The Benefits of National Health Insurance

Electing a Democrat president could very well mean that some kind of national health insurance program would be passed.

Perhaps before that happens, we should look at how other nation's national health programs are working out:

Record numbers of Britons are travelling abroad for medical treatment to escape the NHS - with 70,000 patients expected to fly out this year.

And by the end of the decade 200,000 "health tourists" will fly as far as Malaysa and South Africa for major surgery to avoid long waiting lists and the rising threat of superbugs, according to a new report.

The first survey of Britons opting for treatment overseas shows that fears of hospital infections and frustration of often waiting months for operations are fuelling the increasing trend.

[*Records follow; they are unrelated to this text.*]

PR #4080, opened 2024-09-17
Add swig option to include doc for java and python wrapper

trengginas:
This PR will add the option to include the doc from the `C++` code to the `java` and `python` wrapper.
It is nice to have since on some IDE, the doc will be shown as tooltip information.

Notes:
- Requires `SWIG 4` or later
- Only supports `Java` and `Python`
- On `Python`, the fields doc might get exported as property doc and not shown properly on the tooltip (e.g.: on VS Code). You can use the script in [here](https://github.com/user-attachments/files/16749800/transform_docstrings.txt) to transform the doc further.


nanangizz (approved):

sauwming (approved):

Axiinos:
Glad to see i was able to help with supplying the transformation script. 

It helps on both VSCode and Pycharm.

Patients needing major heart surgery, hip operations and cataracts are using the internet to book operations to be carried out thousands of miles away.
There are many things wrong with the health care industry in the United States. But is the way to fix those problems nationalize the health care industry?
New research shows that growing NHS bureaucracy has left nurses with little time to see patients – most spending long periods dealing with paperwork.

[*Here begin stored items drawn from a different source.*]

PR #4086, opened 2024-09-23
ifs log enhancements

krishanifs:
- In pj_assert put logs in non-debug modes
- Added PJ_ASSERT_LOG 
- In pjsua_reconfigure_logging gets log file name from config
- Adding more logs

### DIFF
--- a/pjlib/include/pj/assert.h
+++ b/pjlib/include/pj/assert.h
@@ -44,11 +44,44 @@
  *
  * @param expr      The expression to be evaluated.
  */
+#ifndef _DEBUG  
+#ifndef pj_assert
+#include "pj/log.h"
+#include <string.h>
+#ifdef _WIN32
+#define __FILENAME__ (strrchr(__FILE__, '\\') ? strrchr(__FILE__, '\\') + 1 : __FILE__)
+#else
+#define __FILENAME__ (strrchr(__FILE__, '/') ? strrchr(__FILE__, '/') + 1 : __FILE__)
+#endif
+#define pj_assert(expr) \
+        do { \
+                if (!(expr)) { PJ_LOG(1,(__FILENAME__, "Assert failed: " #expr)); } \
+        } while (0)
+#endif
+#else
 #ifndef pj_assert
 #   define pj_assert(expr)   assert(expr)
 #endif
+#endif
 
+/**
+ * @hideinitializer
+ * for all buils log the message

Katherine Murphy, of the Patients' Association, said the health tourism figures reflected shrinking public faith in the Government's handling of the NHS. "The confidence that the public has in NHS hospitals has been shattered by the growth of hospital infections and this Government's failure to make a real commitment to tackling it," she told The Sunday Telegraph.

"People are simply frightened of going to NHS hospitals, so I am not surprised the numbers going abroad are increasing so rapidly.
Why should hospitals in a government-run health care program care if their patients die from these new "superbugs" that are hitting hospitals around the world? Since there's no competition, there's no incentive to make their facilities any better than any other hospital in Great Britain. And if the government doesn't mandate change, the hospitals are stuck and patients are forced to play Russian Roulette.

We've seen similar pilgrimages from Canada to the United States. It's called "Health Tourism" and it is sweeping the industrialized (and non-industrialized) world. Just at the point that the rest of the world is coming to America because of our superior treatment times and modern medical facilities, Democrats wish to make the American people just as desperate for decent health care as the rest of the planet.

Fix our health care system, yes. Insure those who want and need insurance, yes. But look around at the failures of other nationalized health care systems before foisting the process on us.